Exactly reproduce each of the entries shown below.

> **Collected data entries**:
== Segment start ==

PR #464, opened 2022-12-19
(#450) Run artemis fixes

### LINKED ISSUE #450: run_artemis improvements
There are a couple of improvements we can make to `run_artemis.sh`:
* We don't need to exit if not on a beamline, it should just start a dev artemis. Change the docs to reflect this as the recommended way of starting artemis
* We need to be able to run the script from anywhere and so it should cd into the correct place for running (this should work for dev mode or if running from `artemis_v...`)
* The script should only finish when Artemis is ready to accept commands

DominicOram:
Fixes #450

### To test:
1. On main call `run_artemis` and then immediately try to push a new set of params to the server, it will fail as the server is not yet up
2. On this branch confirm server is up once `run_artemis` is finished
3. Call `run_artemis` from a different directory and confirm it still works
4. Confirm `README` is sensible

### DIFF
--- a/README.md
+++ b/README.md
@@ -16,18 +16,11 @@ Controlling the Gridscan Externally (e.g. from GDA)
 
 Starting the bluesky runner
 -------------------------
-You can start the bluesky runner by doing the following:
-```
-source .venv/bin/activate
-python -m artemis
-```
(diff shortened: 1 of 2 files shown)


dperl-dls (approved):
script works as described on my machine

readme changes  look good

== Segment end ==

> **Answer to the exercise**:
PR #464, opened 2022-12-19
(#450) Run artemis fixes

### LINKED ISSUE #450: run_artemis improvements
There are a couple of improvements we can make to `run_artemis.sh`:
* We don't need to exit if not on a beamline, it should just start a dev artemis. Change the docs to reflect this as the recommended way of starting artemis
* We need to be able to run the script from anywhere and so it should cd into the correct place for running (this should work for dev mode or if running from `artemis_v...`)
* The script should only finish when Artemis is ready to accept commands

DominicOram:
Fixes #450

### To test:
1. On main call `run_artemis` and then immediately try to push a new set of params to the server, it will fail as the server is not yet up
2. On this branch confirm server is up once `run_artemis` is finished
3. Call `run_artemis` from a different directory and confirm it still works
4. Confirm `README` is sensible

### DIFF
--- a/README.md
+++ b/README.md
@@ -16,18 +16,11 @@ Controlling the Gridscan Externally (e.g. from GDA)
 
 Starting the bluesky runner
 -------------------------
-You can start the bluesky runner by doing the following:
-```
-source .venv/bin/activate
-python -m artemis
-```
(diff shortened: 1 of 2 files shown)


dperl-dls (approved):
script works as described on my machine

readme changes  look good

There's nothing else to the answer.